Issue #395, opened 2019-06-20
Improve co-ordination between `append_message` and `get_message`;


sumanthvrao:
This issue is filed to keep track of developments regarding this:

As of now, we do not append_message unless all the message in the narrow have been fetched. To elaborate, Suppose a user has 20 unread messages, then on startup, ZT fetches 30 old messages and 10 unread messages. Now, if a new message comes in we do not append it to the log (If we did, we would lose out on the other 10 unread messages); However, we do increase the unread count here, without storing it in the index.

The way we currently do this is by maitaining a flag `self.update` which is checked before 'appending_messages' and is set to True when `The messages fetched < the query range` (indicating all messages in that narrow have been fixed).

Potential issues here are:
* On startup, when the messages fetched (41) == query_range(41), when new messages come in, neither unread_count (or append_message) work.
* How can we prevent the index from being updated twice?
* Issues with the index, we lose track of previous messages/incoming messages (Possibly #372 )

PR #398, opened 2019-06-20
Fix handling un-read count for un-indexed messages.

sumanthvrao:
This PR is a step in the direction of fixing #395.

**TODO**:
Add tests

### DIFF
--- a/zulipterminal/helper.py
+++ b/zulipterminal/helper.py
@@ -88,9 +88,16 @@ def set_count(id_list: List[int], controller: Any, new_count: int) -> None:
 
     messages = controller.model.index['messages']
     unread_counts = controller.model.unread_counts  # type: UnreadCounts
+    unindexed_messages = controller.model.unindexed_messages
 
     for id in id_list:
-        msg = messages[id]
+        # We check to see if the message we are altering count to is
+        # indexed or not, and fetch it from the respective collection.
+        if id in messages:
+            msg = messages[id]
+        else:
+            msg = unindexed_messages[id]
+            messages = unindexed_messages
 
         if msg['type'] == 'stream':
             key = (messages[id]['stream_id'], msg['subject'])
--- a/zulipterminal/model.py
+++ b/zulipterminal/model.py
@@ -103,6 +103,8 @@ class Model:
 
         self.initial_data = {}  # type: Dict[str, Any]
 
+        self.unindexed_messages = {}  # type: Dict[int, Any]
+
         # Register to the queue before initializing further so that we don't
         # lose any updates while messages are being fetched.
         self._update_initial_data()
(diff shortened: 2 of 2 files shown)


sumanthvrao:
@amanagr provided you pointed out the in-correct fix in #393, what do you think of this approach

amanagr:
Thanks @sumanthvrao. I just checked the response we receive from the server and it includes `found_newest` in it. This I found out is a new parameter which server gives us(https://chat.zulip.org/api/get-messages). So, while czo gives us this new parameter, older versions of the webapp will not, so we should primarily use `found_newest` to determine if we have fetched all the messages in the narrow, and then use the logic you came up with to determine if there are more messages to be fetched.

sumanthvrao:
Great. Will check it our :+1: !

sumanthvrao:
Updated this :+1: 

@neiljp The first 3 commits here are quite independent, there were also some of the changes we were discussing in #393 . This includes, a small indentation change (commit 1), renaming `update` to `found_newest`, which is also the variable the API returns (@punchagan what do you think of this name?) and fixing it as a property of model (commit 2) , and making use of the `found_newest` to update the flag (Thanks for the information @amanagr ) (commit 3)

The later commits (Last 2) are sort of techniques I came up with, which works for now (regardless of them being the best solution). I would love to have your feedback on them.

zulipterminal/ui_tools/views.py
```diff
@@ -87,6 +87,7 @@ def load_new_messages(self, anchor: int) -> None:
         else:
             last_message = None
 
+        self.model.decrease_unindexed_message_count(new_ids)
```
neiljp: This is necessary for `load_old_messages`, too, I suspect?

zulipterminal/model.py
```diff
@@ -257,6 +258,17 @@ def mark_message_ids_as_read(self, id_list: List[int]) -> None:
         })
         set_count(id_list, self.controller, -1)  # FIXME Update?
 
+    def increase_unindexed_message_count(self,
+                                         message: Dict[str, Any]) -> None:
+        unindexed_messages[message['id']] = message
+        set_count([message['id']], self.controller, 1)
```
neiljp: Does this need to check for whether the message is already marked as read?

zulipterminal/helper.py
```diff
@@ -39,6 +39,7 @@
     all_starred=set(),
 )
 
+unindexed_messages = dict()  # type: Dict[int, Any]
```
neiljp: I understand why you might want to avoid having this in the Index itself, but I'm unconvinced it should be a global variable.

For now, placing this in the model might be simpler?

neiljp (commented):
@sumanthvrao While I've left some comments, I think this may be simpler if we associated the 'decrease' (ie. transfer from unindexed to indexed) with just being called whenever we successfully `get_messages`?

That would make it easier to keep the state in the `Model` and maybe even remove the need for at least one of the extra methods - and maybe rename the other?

• Problem: Transcribe the data above verbatim.

• Response below:
Issue #395, opened 2019-06-20
Improve co-ordination between `append_message` and `get_message`;


sumanthvrao:
This issue is filed to keep track of developments regarding this:

As of now, we do not append_message unless all the message in the narrow have been fetched. To elaborate, Suppose a user has 20 unread messages, then on startup, ZT fetches 30 old messages and 10 unread messages. Now, if a new message comes in we do not append it to the log (If we did, we would lose out on the other 10 unread messages); However, we do increase the unread count here, without storing it in the index.

The way we currently do this is by maitaining a flag `self.update` which is checked before 'appending_messages' and is set to True when `The messages fetched < the query range` (indicating all messages in that narrow have been fixed).

Potential issues here are:
* On startup, when the messages fetched (41) == query_range(41), when new messages come in, neither unread_count (or append_message) work.
* How can we prevent the index from being updated twice?
* Issues with the index, we lose track of previous messages/incoming messages (Possibly #372 )

PR #398, opened 2019-06-20
Fix handling un-read count for un-indexed messages.

sumanthvrao:
This PR is a step in the direction of fixing #395.

**TODO**:
Add tests

### DIFF
--- a/zulipterminal/helper.py
+++ b/zulipterminal/helper.py
@@ -88,9 +88,16 @@ def set_count(id_list: List[int], controller: Any, new_count: int) -> None:
 
     messages = controller.model.index['messages']
     unread_counts = controller.model.unread_counts  # type: UnreadCounts
+    unindexed_messages = controller.model.unindexed_messages
 
     for id in id_list:
-        msg = messages[id]
+        # We check to see if the message we are altering count to is
+        # indexed or not, and fetch it from the respective collection.
+        if id in messages:
+            msg = messages[id]
+        else:
+            msg = unindexed_messages[id]
+            messages = unindexed_messages
 
         if msg['type'] == 'stream':
             key = (messages[id]['stream_id'], msg['subject'])
--- a/zulipterminal/model.py
+++ b/zulipterminal/model.py
@@ -103,6 +103,8 @@ class Model:
 
         self.initial_data = {}  # type: Dict[str, Any]
 
+        self.unindexed_messages = {}  # type: Dict[int, Any]
+
         # Register to the queue before initializing further so that we don't
         # lose any updates while messages are being fetched.
         self._update_initial_data()
(diff shortened: 2 of 2 files shown)


sumanthvrao:
@amanagr provided you pointed out the in-correct fix in #393, what do you think of this approach

amanagr:
Thanks @sumanthvrao. I just checked the response we receive from the server and it includes `found_newest` in it. This I found out is a new parameter which server gives us(https://chat.zulip.org/api/get-messages). So, while czo gives us this new parameter, older versions of the webapp will not, so we should primarily use `found_newest` to determine if we have fetched all the messages in the narrow, and then use the logic you came up with to determine if there are more messages to be fetched.

sumanthvrao:
Great. Will check it our :+1: !

sumanthvrao:
Updated this :+1: 

@neiljp The first 3 commits here are quite independent, there were also some of the changes we were discussing in #393 . This includes, a small indentation change (commit 1), renaming `update` to `found_newest`, which is also the variable the API returns (@punchagan what do you think of this name?) and fixing it as a property of model (commit 2) , and making use of the `found_newest` to update the flag (Thanks for the information @amanagr ) (commit 3)

The later commits (Last 2) are sort of techniques I came up with, which works for now (regardless of them being the best solution). I would love to have your feedback on them.

zulipterminal/ui_tools/views.py
```diff
@@ -87,6 +87,7 @@ def load_new_messages(self, anchor: int) -> None:
         else:
             last_message = None
 
+        self.model.decrease_unindexed_message_count(new_ids)
```
neiljp: This is necessary for `load_old_messages`, too, I suspect?

zulipterminal/model.py
```diff
@@ -257,6 +258,17 @@ def mark_message_ids_as_read(self, id_list: List[int]) -> None:
         })
         set_count(id_list, self.controller, -1)  # FIXME Update?
 
+    def increase_unindexed_message_count(self,
+                                         message: Dict[str, Any]) -> None:
+        unindexed_messages[message['id']] = message
+        set_count([message['id']], self.controller, 1)
```
neiljp: Does this need to check for whether the message is already marked as read?

zulipterminal/helper.py
```diff
@@ -39,6 +39,7 @@
     all_starred=set(),
 )
 
+unindexed_messages = dict()  # type: Dict[int, Any]
```
neiljp: I understand why you might want to avoid having this in the Index itself, but I'm unconvinced it should be a global variable.

For now, placing this in the model might be simpler?

neiljp (commented):
@sumanthvrao While I've left some comments, I think this may be simpler if we associated the 'decrease' (ie. transfer from unindexed to indexed) with just being called whenever we successfully `get_messages`?

That would make it easier to keep the state in the `Model` and maybe even remove the need for at least one of the extra methods - and maybe rename the other?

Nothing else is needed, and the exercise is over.